------ DATA TO USE

Issue #498, opened 2018-10-02
Public to Private Visibility Mutator


sanmai:
We have mutators that...
- Replaces "public function..." with "protected function ..."
- Replaces "protected function..." with "private function ..."

Yet we don't have a mutator that would change "public function..." into "private function..." that could just tell that a public function can have a private visibility.

For example, if there is such a function, one has to go though loops first changing a public function into protected only to hear from Infection, again, that this function can be made private.

PR #500, opened 2018-10-02
Mutate public to private methods

deleugpn:
This PR:

- [x] Adds new feature ...
- [x] Covered by tests
- [x] Doc PR https://github.com/infection/site/pull/68

Fixes https://github.com/infection/infection/issues/498

This PR adds the ability to mutate from `public` straight to `private` methods.

### DIFF
--- a/src/Mutator/FunctionSignature/PublicVisibility.php
+++ b/src/Mutator/FunctionSignature/PublicVisibility.php
@@ -24,19 +24,31 @@ final class PublicVisibility extends Mutator
     use InterfaceParentTrait;
 
     /**
-     * Replaces "public function..." with "protected function ..."
+     * Replaces "public function..." with "protected function ..." and "private function ..."
      *
      * @param Node $node
      *
-     * @return ClassMethod
+     * @return \Generator
      */
     public function mutate(Node $node)
     {
         /* @var ClassMethod $node */
-        return new ClassMethod(
+        yield new ClassMethod(
             $node->name,
             [
                 'flags' => ($node->flags & ~Class_::MODIFIER_PUBLIC) | Class_::MODIFIER_PROTECTED,
+                'byRef' => $node->returnsByRef(),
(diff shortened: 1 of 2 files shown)


sanmai:
1. CI is failing because you need to run E2E tests and update fixtures for them (as now they see more mutations). The latter is typically done with `./tests/e2e_tests`.
2. I'd make a `private function makeClassMethod($visiblity): ClassMethod` and avoid copy'n'pasting a bunch of code, what do you think?

deleugpn:
Sorry, I did this PR at GitHub opening event in Amsterdam and forgot to check back the status. I'll look into the e2e test.
I swear I tried making a private method as you said and it was breaking the mutation.
I'll try again =D

sanmai:
Please do. I'm here if you need a hand.

src/Mutator/FunctionSignature/PublicVisibility.php
```diff
@@ -24,16 +24,16 @@
...
      * @param Node $node
      *
-     * @return ClassMethod
+     * @return \Generator
      */
     public function mutate(Node $node)
     {
         /* @var ClassMethod $node */
-        return new ClassMethod(
+        yield new ClassMethod(
```
miguelgf: What improvement adds the yield here instead of the return?

borNfreee: this is a new feature (not yet released). It allows to return `N` mutations from one mutator. Note the second mutation on line 48 below.

Also, this is not the same as `reutnr [new ClassMethod(...), new ClassMethod(...)]`. Such code replaces 1 `Node` with an array of `Node`s, which is completely different behaviour.

borNfreee:
Are you going to finish this PR @deleugpn or can we take over it?

deleugpn:
Sorry, you can take it over. I hope to be back at some point.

------------

TASK DESCRIPTION
Give back each entry so that it matches the original word for word.

ANSWER TO THIS TASK
Issue #498, opened 2018-10-02
Public to Private Visibility Mutator


sanmai:
We have mutators that...
- Replaces "public function..." with "protected function ..."
- Replaces "protected function..." with "private function ..."

Yet we don't have a mutator that would change "public function..." into "private function..." that could just tell that a public function can have a private visibility.

For example, if there is such a function, one has to go though loops first changing a public function into protected only to hear from Infection, again, that this function can be made private.

PR #500, opened 2018-10-02
Mutate public to private methods

deleugpn:
This PR:

- [x] Adds new feature ...
- [x] Covered by tests
- [x] Doc PR https://github.com/infection/site/pull/68

Fixes https://github.com/infection/infection/issues/498

This PR adds the ability to mutate from `public` straight to `private` methods.

### DIFF
--- a/src/Mutator/FunctionSignature/PublicVisibility.php
+++ b/src/Mutator/FunctionSignature/PublicVisibility.php
@@ -24,19 +24,31 @@ final class PublicVisibility extends Mutator
     use InterfaceParentTrait;
 
     /**
-     * Replaces "public function..." with "protected function ..."
+     * Replaces "public function..." with "protected function ..." and "private function ..."
      *
      * @param Node $node
      *
-     * @return ClassMethod
+     * @return \Generator
      */
     public function mutate(Node $node)
     {
         /* @var ClassMethod $node */
-        return new ClassMethod(
+        yield new ClassMethod(
             $node->name,
             [
                 'flags' => ($node->flags & ~Class_::MODIFIER_PUBLIC) | Class_::MODIFIER_PROTECTED,
+                'byRef' => $node->returnsByRef(),
(diff shortened: 1 of 2 files shown)


sanmai:
1. CI is failing because you need to run E2E tests and update fixtures for them (as now they see more mutations). The latter is typically done with `./tests/e2e_tests`.
2. I'd make a `private function makeClassMethod($visiblity): ClassMethod` and avoid copy'n'pasting a bunch of code, what do you think?

deleugpn:
Sorry, I did this PR at GitHub opening event in Amsterdam and forgot to check back the status. I'll look into the e2e test.
I swear I tried making a private method as you said and it was breaking the mutation.
I'll try again =D

sanmai:
Please do. I'm here if you need a hand.

src/Mutator/FunctionSignature/PublicVisibility.php
```diff
@@ -24,16 +24,16 @@
...
      * @param Node $node
      *
-     * @return ClassMethod
+     * @return \Generator
      */
     public function mutate(Node $node)
     {
         /* @var ClassMethod $node */
-        return new ClassMethod(
+        yield new ClassMethod(
```
miguelgf: What improvement adds the yield here instead of the return?

borNfreee: this is a new feature (not yet released). It allows to return `N` mutations from one mutator. Note the second mutation on line 48 below.

Also, this is not the same as `reutnr [new ClassMethod(...), new ClassMethod(...)]`. Such code replaces 1 `Node` with an array of `Node`s, which is completely different behaviour.

borNfreee:
Are you going to finish this PR @deleugpn or can we take over it?

deleugpn:
Sorry, you can take it over. I hope to be back at some point.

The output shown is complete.